Сладкий запах вербены щекочет мне ноздри. Я вижу синюю полоску бурного неба, отраженную в озере. Где-то далеко позади слышится шум погони.
Но мы уже около отверстия, где ручей выбивается из скал.
Теперь мы в безопасности. В обширной пещере прохладно и темно; но внезапно меня охватывает слабость.
– Иди по руслу, – говорю я и тут же спотыкаюсь и падаю.

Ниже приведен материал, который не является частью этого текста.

PR #342, opened 2024-11-24
fix liberty check for fractional go

JonKo314:
Wrong intersection indices were compared. E.g. the surrounded corner stone in the test was not checked, because it was `changedIntersection[7]` and `AbstractBaduk`'s `this.intersection[7]` was already checked as a part of the long black chain.

This fixes the [bug mentioned on OGS forums](https://forums.online-go.com/t/parallel-fractional-go-game-4/53434/100) of Game 4's round 16.

### DIFF
--- a/packages/shared/src/variants/fractional/fractional.test.ts
+++ b/packages/shared/src/variants/fractional/fractional.test.ts
@@ -6,7 +6,7 @@ import {
 } from "./fractional";
 
 class FractionalTestGame extends Fractional {
-  readonly firstCorner: FractionalIntersection | undefined;
+  readonly corners: FractionalIntersection[];
 
   constructor(config: Pick<FractionalConfig, "players">) {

Вэна несет меня, и ноги мои волочатся по воде. Далее в моей памяти пробел, но, должно быть, я все-таки указывал ей путь. Вот я лежу на ложе из каких-то веток и душистых трав, а она, склонившись надо мной, кормит меня из миски. Меня ничуть не удивляет, что откуда-то появилась миска. Светло, как днем, и пещера почему-то очень похожа на уютную просторную комнату, Под головой у меня подушка. Наши глаза встречаются.
– Скушай еще, – говорит она, – это тебе полезно.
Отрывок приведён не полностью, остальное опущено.